Les projets seront notamment ceux des fournisseurs de grands groupes tels que Carrefour, Danone, D'aucy, ou encore Herta et Les Paysans de Rougeline, contraints par la demande des consommateurs à se tourner vers une offre de produits plus durables et sains. (Crédits : iStock)
Miimosa, plateforme de financement participatif consacrée à l'agriculture et à l'alimentation, lance une nouvelle offre dédiée à de plus grands projets de transition agricole, alimentaire et énergétique . Elle espère parvenir à lever 100 millions d'euros.

Les grands groupes et les citoyens peuvent-ils s'unir afin de financer la transition du secteur agroalimentaire vers de nouveaux modes de production plus respectueux de l'environnement et de la santé des consommateurs ? C'est le pari de la plateforme de financement participatif consacrée à l'agriculture et à l'alimentation Miimosa, qui a présenté mardi 29 janvier à la presse une nouvelle offre exclusivement dédiée aux projets de transition agricole, alimentaire et énergétique (méthanisation, éolien terrestre et agrivoltaïque).

"Les acteurs traditionnels (PAC etc.) ne sont plus en mesure de financer cette transition à eux seuls.
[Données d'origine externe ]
PR #2384, opened 2023-01-22
Make sure interaction_owner is an instance attribute

mbaruh:
If it's a class attribute then the interaction owner of all current views will be the last person to view the buttons.


Robin5605 (approved):
Should the `interaction_owner` docstring still be kept around? Theoretically speaking one could still access it via `role_button_view_instance.interaction_owner` given that `role_button_view_instance` is an instance of `RoleButtonView`

PR #2386, opened 2023-01-23
Update help post messages

### LINKED ISSUE #1295: Improving dormant help channel embed
Following the successful implementation of an updated available help channel embed, I think it's time that we update the dormant help channel embed as well. There are two main reasons and goals for wanting to update this:
- Improving consistency
- Improving the dormant message
  - Telling the user what to do if the question wasn't answered

### Current help channel embeds
Here is the new available help channel embed:
Screenshot 2020-11-21 at 01 14 50

This is the current dormant embed:
Screenshot 2020-11-21 at 01 15 41

### Implementation
I'm currently considering the following styling:
- A red embed
- Uses a red `x` icon

ChrisLovering:
Closes #1295 

Preview:
image


wookie184 (approved):
lgtm

MarkKoz (approved):
It'd be more appropriate to call it a "post" than a "channel", but we can revisit that in the future if we want. I don't think it's that significant either way.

Il faut désormais responsabiliser les acteurs du secteur : industriels et consommateurs", explique le fondateur de Miimosa, Florian Breton.

1.700 projets locaux financés depuis 2015

Jusqu'à maintenant la plateforme ne proposait que des projets d'agriculture et d'alimentation locales avec des besoins de financement compris entre 5.000 et 200.000 euros, que les particuliers peuvent toujours soutenir via des dons avec contrepartie en nature (produits, expériences dans l'exploitation) ou des prêts limités à 2.000 euros par personne et remboursés dans les 3 à 5 ans. "C'était déjà le premier produit d'épargne fléché agriculture et alimentation", souligne Florian Breton, qui se targue d'avoir ainsi accompagné depuis 2015 1700 projets, et collecté quelque 9 millions d'euros, avec 0% de défauts de remboursement.

Grâce à un nouvel agrément de l'Autorité des marchés financiers, Miimosa peut désormais changer d'échelle. La plateforme "Miimosa Transition" pourra désormais viser aussi des projets "de la grande agriculture", à savoir d'exploitations qui fournissent déjà la grande distribution ou de grands groupes de l'agroalimentaire, à condition qu'ils "s'inscrivent dans une démarche de progrès et de transition: agroécologie, agriculture biologique, agriculture de conservation, agroforesterie, bientraitance animale, élevage plein air, énergies renouvelables".

Une plateforme ouverte aux personnes morales

Le financement pourra en effet couvrir des besoins allant entre 50.000 et un million d'euros -voire jusqu'à 2,5 millions dans un deuxième temps. Il sera également ouvert aux personnes morales:  fonds de dette, fondations, entreprises de l'agroalimentaire, coopératives etc. Et l'apport individuel ne sera plus plafonné.

Comme pour les projets plus petits, le taux d'intérêts moyen sera de 3,5%. Mais dans certains cas -mieux rémunérés- le remboursement pourra être davantage échelonné, voire n'intervenir qu'après 5-6 ans: une formule qui vise à soutenir des projets très capitalistiques comme ceux de méthanisation, ou impliquant d'importantes difficultés initiales comme les conversions en bio, et qui peut avoir un effet de levier vis-à-vis des banques, explique Florian Breton. Depuis l'ouverture de la plateforme il y a quelques semaines, deux projets ont déjà été financés, deux sont en cours et deux vont bientôt être ouverts.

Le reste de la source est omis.